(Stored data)
Segment Open

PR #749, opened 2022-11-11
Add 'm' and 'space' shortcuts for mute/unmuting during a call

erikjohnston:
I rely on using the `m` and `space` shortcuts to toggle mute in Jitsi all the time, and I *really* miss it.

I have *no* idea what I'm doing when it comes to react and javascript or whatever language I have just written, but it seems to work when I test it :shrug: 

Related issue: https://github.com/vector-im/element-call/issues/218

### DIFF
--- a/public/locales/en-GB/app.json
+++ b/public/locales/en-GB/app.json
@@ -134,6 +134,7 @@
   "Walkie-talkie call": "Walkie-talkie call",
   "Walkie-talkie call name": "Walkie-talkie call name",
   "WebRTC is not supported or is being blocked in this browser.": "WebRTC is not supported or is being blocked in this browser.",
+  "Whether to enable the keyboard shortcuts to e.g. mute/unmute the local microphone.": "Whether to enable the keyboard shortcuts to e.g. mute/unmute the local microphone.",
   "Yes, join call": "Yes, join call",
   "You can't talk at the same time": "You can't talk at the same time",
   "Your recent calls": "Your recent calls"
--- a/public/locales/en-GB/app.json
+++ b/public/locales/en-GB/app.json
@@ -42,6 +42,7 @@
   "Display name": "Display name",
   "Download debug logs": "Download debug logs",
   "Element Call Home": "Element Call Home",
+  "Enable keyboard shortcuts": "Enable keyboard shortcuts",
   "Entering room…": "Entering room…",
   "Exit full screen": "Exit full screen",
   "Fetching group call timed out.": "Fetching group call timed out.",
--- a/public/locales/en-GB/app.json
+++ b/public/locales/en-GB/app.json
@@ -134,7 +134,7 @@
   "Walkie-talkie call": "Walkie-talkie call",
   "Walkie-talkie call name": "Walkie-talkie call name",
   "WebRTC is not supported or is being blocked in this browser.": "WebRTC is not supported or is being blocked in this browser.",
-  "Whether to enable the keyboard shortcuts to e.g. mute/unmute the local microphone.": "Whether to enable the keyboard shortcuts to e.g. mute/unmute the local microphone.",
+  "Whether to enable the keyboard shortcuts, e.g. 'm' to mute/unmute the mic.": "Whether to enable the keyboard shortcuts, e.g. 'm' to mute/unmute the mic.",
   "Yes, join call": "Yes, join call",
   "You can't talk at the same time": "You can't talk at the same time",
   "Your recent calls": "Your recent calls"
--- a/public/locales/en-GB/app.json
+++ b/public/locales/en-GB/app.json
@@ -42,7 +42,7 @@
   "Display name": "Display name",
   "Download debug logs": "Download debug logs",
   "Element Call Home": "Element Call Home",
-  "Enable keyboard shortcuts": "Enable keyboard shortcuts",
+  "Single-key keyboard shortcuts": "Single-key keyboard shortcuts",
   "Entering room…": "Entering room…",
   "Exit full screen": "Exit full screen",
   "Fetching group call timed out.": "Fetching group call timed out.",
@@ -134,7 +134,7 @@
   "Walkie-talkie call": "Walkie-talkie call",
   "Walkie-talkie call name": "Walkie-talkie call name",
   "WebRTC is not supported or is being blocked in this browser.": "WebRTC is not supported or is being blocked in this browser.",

Segment Closed

**ABOUT THIS EXERCISE**
In full and word for word, write out the data above.

**SOLUTION TO THE PROBLEM**
PR #749, opened 2022-11-11
Add 'm' and 'space' shortcuts for mute/unmuting during a call

erikjohnston:
I rely on using the `m` and `space` shortcuts to toggle mute in Jitsi all the time, and I *really* miss it.

I have *no* idea what I'm doing when it comes to react and javascript or whatever language I have just written, but it seems to work when I test it :shrug: 

Related issue: https://github.com/vector-im/element-call/issues/218

### DIFF
--- a/public/locales/en-GB/app.json
+++ b/public/locales/en-GB/app.json
@@ -134,6 +134,7 @@
   "Walkie-talkie call": "Walkie-talkie call",
   "Walkie-talkie call name": "Walkie-talkie call name",
   "WebRTC is not supported or is being blocked in this browser.": "WebRTC is not supported or is being blocked in this browser.",
+  "Whether to enable the keyboard shortcuts to e.g. mute/unmute the local microphone.": "Whether to enable the keyboard shortcuts to e.g. mute/unmute the local microphone.",
   "Yes, join call": "Yes, join call",
   "You can't talk at the same time": "You can't talk at the same time",
   "Your recent calls": "Your recent calls"
--- a/public/locales/en-GB/app.json
+++ b/public/locales/en-GB/app.json
@@ -42,6 +42,7 @@
   "Display name": "Display name",
   "Download debug logs": "Download debug logs",
   "Element Call Home": "Element Call Home",
+  "Enable keyboard shortcuts": "Enable keyboard shortcuts",
   "Entering room…": "Entering room…",
   "Exit full screen": "Exit full screen",
   "Fetching group call timed out.": "Fetching group call timed out.",
--- a/public/locales/en-GB/app.json
+++ b/public/locales/en-GB/app.json
@@ -134,7 +134,7 @@
   "Walkie-talkie call": "Walkie-talkie call",
   "Walkie-talkie call name": "Walkie-talkie call name",
   "WebRTC is not supported or is being blocked in this browser.": "WebRTC is not supported or is being blocked in this browser.",
-  "Whether to enable the keyboard shortcuts to e.g. mute/unmute the local microphone.": "Whether to enable the keyboard shortcuts to e.g. mute/unmute the local microphone.",
+  "Whether to enable the keyboard shortcuts, e.g. 'm' to mute/unmute the mic.": "Whether to enable the keyboard shortcuts, e.g. 'm' to mute/unmute the mic.",
   "Yes, join call": "Yes, join call",
   "You can't talk at the same time": "You can't talk at the same time",
   "Your recent calls": "Your recent calls"
--- a/public/locales/en-GB/app.json
+++ b/public/locales/en-GB/app.json
@@ -42,7 +42,7 @@
   "Display name": "Display name",
   "Download debug logs": "Download debug logs",
   "Element Call Home": "Element Call Home",
-  "Enable keyboard shortcuts": "Enable keyboard shortcuts",
+  "Single-key keyboard shortcuts": "Single-key keyboard shortcuts",
   "Entering room…": "Entering room…",
   "Exit full screen": "Exit full screen",
   "Fetching group call timed out.": "Fetching group call timed out.",
@@ -134,7 +134,7 @@
   "Walkie-talkie call": "Walkie-talkie call",
   "Walkie-talkie call name": "Walkie-talkie call name",
   "WebRTC is not supported or is being blocked in this browser.": "WebRTC is not supported or is being blocked in this browser.",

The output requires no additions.